The emphasis function indicating the degree of moving distance and the maximum moving distance are
The image data in the color adjustment area is calculated by using
The uniform color coordinates of the data are preset in the color adjustment area.
A movement amount calculation means for obtaining a distance to move toward a target value of the uniform color coordinates , and the distance obtained by the movement amount calculation means for the color adjustment region.

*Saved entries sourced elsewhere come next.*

Issue #816, opened 2024-09-26
show warning messages if the calculation takes too long time


superstar54:
Is it possible to show warning messages e.g. if people select a combination of parameters that would make calculations too slow? 
Can defaults be changed if we are in the demo server? If so, Carlo and Giovanni will recommend different defaults (and possibly different messages to show in some cases) E.g., clean workdir, and default protocol = Fast, and ‘structure as is’. If we can, Carlo and Giovanni can suggest when to write, and what. [@Jason @Edan @Xing]. Add a warning (in step 3) if the calculation takes too long time, e.g. running 5 atoms in a localhost with 2 cpus.

PR #840, opened 2024-10-03
Features/warning long calc

mikibonacci:
This fixes https://github.com/aiidalab/aiidalab-qe/issues/816.

### DIFF
--- a/src/aiidalab_qe/app/submission/__init__.py
+++ b/src/aiidalab_qe/app/submission/__init__.py
@@ -51,7 +51,7 @@ class SubmitQeAppWorkChainStep(ipw.VBox, WizardAppWidgetStep):
 
     # Warn the user if they are trying to run calculations for a large
     # structure on localhost.
-    RUN_ON_LOCALHOST_NUM_SITES_WARN_THRESHOLD = 5
+    RUN_ON_LOCALHOST_NUM_SITES_WARN_THRESHOLD = 10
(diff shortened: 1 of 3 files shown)


mikibonacci:
Hi @AndresOrtegaGuerrero  and @superstar54 , the PR is ready for review. 

In the submission step, I added (completed what I already found there) checks for: number of sites (lower than 10 is safe), cell volume (lower then 1000 A^3 is safe) and number of cpus (lower than 4 is not safe for big systems - see previous checks and Figure 1 - higher than 1 in localhost ask for checks, see Figure 2)
Figure 1 (similar warning even if not in localhost - see the code) is:
Screenshot 2024-10-07 at 16 30 53

Figure 2 is:
Screenshot 2024-10-07 at 16 32 10

AndresOrtegaGuerrero:
you have some issues in the tests, @mikibonacci is it possible to create a test , to check this logic ?

mikibonacci:
Hi @AndresOrtegaGuerrero, yeah will put some test, should be possible

mikibonacci:
Hi @AndresOrtegaGuerrero , I updated the descriptions. For the tests: I added the testing for the localhost part, not for the non-localhost (I am not sure how to do it, as we should load an external code...). Let me know if you have some ideas on how to do it, or if we can go like this.

thanks!

AndresOrtegaGuerrero (approved):
LGTM! Thank you Miki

Addition and subtraction to the value of the uniform color coordinates of the image data in
And a calculation unit, a distance the average of the uniform color coordinates of the image data of the color adjustment area is the moving amount calculation means has calculated
A color image processing device, characterized in that the color image processing device is moved in a direction approaching a target value of color matching coordinates . 2. A coordinate space conversion means for converting image data decomposed into three color components into a value in a uniform color coordinate space, and a value of image data in a color adjustment area set in the uniform color coordinate space. In the color image processing apparatus including a specific color enhancement processing unit that performs a process of moving the image in a desired direction in the uniform color coordinate space by a predetermined distance, the specific color enhancement processing unit determines that the uniform color coordinates of the input image data are Multiple color adjustment areas
Area determination means for determining whether or not the sub color adjustment area is subdivided, and the value of the uniform color coordinates of the image data in the color adjustment area is set in the color adjustment area. A moving distance storage unit that stores, for each of the sub color adjustment regions, a moving distance to move toward a target value of preset uniform color coordinates , and a uniform color coordinate of the input image data by the region determination unit.

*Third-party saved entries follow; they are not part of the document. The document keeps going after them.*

PR #842, opened 2024-10-07
update labels for fat_bands

AndresOrtegaGuerrero:
In #787 , 
I forgot to update the logic for the fat_bands , here is included
Now for only bands calculations and fat bands the labels are propertly display
image


mikibonacci (approved):
Hi @AndresOrtegaGuerrero , for me can be merged! We should keep in mind to have some tests in the future, but for now it is not so crucial. 

Thanks!

PR #844, opened 2024-10-08
Trigger the update of node view

superstar54:


src/aiidalab_qe/app/result/workchain_viewer.py
```diff
@@ -83,29 +84,36 @@ def toggle_camera():
...
-        self._update_view()
 
         super().__init__(
             children=[self.title, self.result_tabs],
             **kwargs,
         )
-        self._process_monitor = ProcessMonitor(
-            process=self.node,
+        self.process_monitor = ProcessMonitor(
+            timeout=1.0,
```
AndresOrtegaGuerrero, line 93: How this timeout works ?

superstar54: For the moment, the `ProcessMonitor` will call the callback functions every timeout seconds. This, indeed, will be a problem if the callback function is computationally expensive.

In principle, we only need to run the callback function when the process is finished (or even better, when the process is modified). I have opened an [issue](https://github.com/aiidalab/aiidalab-widgets-base/issues/636) in the aiidalab-widget-base.

We can wait for that issue to be solved before merging this PR.

AndresOrtegaGuerrero: or at least we should increase the time , 1 second is to often

superstar54: We use a small value for the timeout, so that the results can be immediately shown when the process is finished.

As pointed out by @danielhollas , there is a `on_sealed` argument for the callbacks. I changed the callback to `on_sealed`, so that the `_update_view` method will only call when the process is finished. In this case, the timeout 1 s should be fine.

PR #1389, opened 2025-09-03
Avoid storing nodes in frontend - use UUIDs

edan-bainglass:
We already use the process UUID in the results step to avoid DB session conflicts across threads. This PR extends this principle throughout the app, allowing a broader use of threads in the future.

In particular, the `HasInputStructure` and `HasProcess` mixins now operate with uuids. A property is introduced to each referencing the node. These properties are now cached using a new `cache_per_thread` decorator ensuring that each thread only loads the node once. Subsequent calls do not bother the DB. The cache is invalidated explicitly by the respective UUID.

### Breaking change

Plugins need to switch referencing the old "input_structure" trait to "structure_uuid"

### Update

Removing node caching - node loading is efficient


src/aiidalab_qe/app/configuration/advanced/hubbard/model.py
```diff
@@ -95,7 +95,7 @@ def set_active_eigenvalues(self, eigenvalues: list):
         self.has_eigenvalues = True
 
     def get_parameters_from_hubbard_structure(self):
-        hubbard_parameters = self.input_structure.hubbard.dict()["parameters"]
+        hubbard_parameters = self.input_structure.hubbard.model_dump()["parameters"]
```
edan-bainglass, line 98: `dict` is deprecated in favor of `model_dump` in pydantic V2 🙂

src/aiidalab_qe/common/decorators.py
edan-bainglass, line 1: Thread safe caching decorator. @superstar54 give this one in particular a closer look 🙏

PR #1397, opened 2025-09-17
Addign editor  to fix atomic positions in x,y,z and to add constraints

cpignedoli:
connected to https://github.com/aiidalab/aiidalab-widgets-base/pull/706
Constraints on x,y,z for each atom are stored in the ASE array 'fixed_atoms' .
image
image
The additional column is not present in case no constraints were specified

I need help (I would prefer in a separate PR), e.g. @edan-bainglass @superstar54, to add some warning logics:
If I load a structure that has constraints and I try to do phonons-related properties, I should get a warning. The warning can disappear only if 1)I remove the constraints, and 2) I do an additional geo-opt.

We should think about how to make this editor more general, including other [types of constraints](https://www.quantum-espresso.org/Doc/INPUT_PW.html#idm1633)

### DIFF
--- a/src/aiidalab_qe/app/result/components/summary/model.py
+++ b/src/aiidalab_qe/app/result/components/summary/model.py
@@ -193,13 +193,17 @@ class WorkChainSummaryModel(ResultsComponentModel):
             "cell_lengths": "{:.3f} {:.3f} {:.3f}".format(*structure.cell_lengths),
             "cell_angles": "{:.0f} {:.0f} {:.0f}".format(*structure.cell_angles),
         }
+        
 
         relax_value_mapping = {
             "none": "off",
             "positions": "atomic positions",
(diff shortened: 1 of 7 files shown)


superstar54 (changes requested):
Thanks for adding this feature!
I have a quick run on the app.
- Change the tab name "Edit Constrains" to "Constrains" directly, and same for the other tabs, because they already in the "Edit structure" section.
- If we also support other type of contrains, better to move current code in a subsection (or tab), e.g., "Fix positions"
- Would be nice to have a table, with atom index, and contraints (x, y, z), which the user can edit/save/reset directly.
- If the `angle`, and `distance` contrains are not supported by `aiida-quantumespresso`, we remove them in the text.
- in my tests, the contrains are not shown in the table of the results panel.
- add tests

PR #1400, opened 2025-10-01
Implement app duplication feature (and more)

edan-bainglass:
This PR introduces the app duplication feature. Users can now click on the top level Duplicate button to start a new calculation from the state of their current one. Much was required first prior to this being possible, so this is a large PR. However, it might be too large. I will review it first, adding comments where needed. Then happy to discuss if parts should be removed, or introduced in smaller PRs.

### Update

This PR is too big and does too much 😅 Converting it to a draft and keeping it open for reference as I break it down to smaller, focused PRs.


edan-bainglass:
Superseded by #1429

PR #1417, opened 2025-11-20
Fix step state updating in structure step

### LINKED ISSUE #1416: Loading a structure doesnt alllow to confirm the structure
In the main branch since https://github.com/aiidalab/aiidalab-qe/pull/1389[)](https://github.com/aiidalab/aiidalab-qe/commit/fae0013bf2130f593a9dfc3950215ec91549516f)
[edan-bainglass](https://github.com/aiidalab/aiidalab-qe/commits?author=edan-bainglass)

The app doesnt allow to confirm a structure if this one doesnt have structure_uuid ,like uploading a file or selecting an example. 

That change will produce a break since all the external plugins should be updated , and sync with the version. 
It would be better to revert this , or to allow the input_structure with the new structure_uuid, and display a warning deprecation. 

It would also good to include test for the confirming status button for selecting a aiida StructureData, or a ase structure data. 

@edan-bainglass

edan-bainglass:
Fixes #1416

### DIFF
--- a/src/aiidalab_qe/app/structure/__init__.py
+++ b/src/aiidalab_qe/app/structure/__init__.py
@@ -224,7 +224,7 @@ class StructureSelectionStep(QeConfirmableWizardStep[StructureStepModel]):
     def _update_state(self):
         if self._model.confirmed:
             self.state = self.State.SUCCESS
-        elif not self._model.has_structure:
-            self.state = self.State.READY
-        else:
+        elif self._model.structure_uuid:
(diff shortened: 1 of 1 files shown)


edan-bainglass:
@AndresOrtegaGuerrero please check if this resolves also for the CIF uploader 🙏

AndresOrtegaGuerrero:
We should a test for the logic of the confirm button , so in a future change this is not missed.

PR #1420, opened 2025-11-20
Update archive downloader w.r.t changes in aiida-core

### LINKED ISSUE #1419: Can not download raw data
**Describe the bug**
When I try to save the results of the calculation, the button to save the raw data is inactive, and the message says:
`The raw data download is not available because the AiiDA version is too old.` (see screenshot)

I have a very recent verion of Aiidalab (downloaded ~1 Nov 2025), AiiDA version 2.7.1

**To Reproduce**
- go to calculations history
- download link

**Expected behavior**
I expect to be able to download the raw data of the calculation, but the button is inactive and the error message is not reasonable.

**Screenshots**
Image

Image

Image

**Version (if known)**
I run aiidalab on windows in docker through WSL
 - AiiDA version 2.7.1
 - docker image ID sha256:ea1aba4327c35ace32b97d2c5b9e9d743a95ef03511ebbc0834cd9cc0f4e9d52

**Additional context**
This happens with all calculations, both successful and failed, my own or examples.

edan-bainglass:
Fixes #1419

https://github.com/aiidateam/aiida-core/pull/6723 moved `ProcessDumper` behind a facade import and deprecated it in favor of a new `.dump()` API on `ProcessNode`. This PR uses the facade import to check for availability and the `.dump()` method for the actual dump operation.

### DIFF
--- a/src/aiidalab_qe/app/result/components/summary/download_data.py
+++ b/src/aiidalab_qe/app/result/components/summary/download_data.py
@@ -2,6 +2,7 @@ import base64
 import pathlib
 import tempfile
 from threading import Thread
+from typing import cast
 
 import ipywidgets as ipw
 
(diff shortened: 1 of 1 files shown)


giovannipizzi (approved):
As a note for another PR, the function is called `produce_bitestream`, but I guess it's either `bytestream` or `bitstream`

The moving distance of the sub color adjustment area determined for the target
The input image data is read from the moving distance storage means.
And a subtraction means for subtracting the uniform color coordinates, the entering
The uniform color coordinates of the force image data,
The sub color determined with respect to the uniform color coordinates of the input image data
In a direction approaching the target value of only the moving distance the uniform color coordinate corresponding to the adjustment region, color image processing apparatus characterized by moving.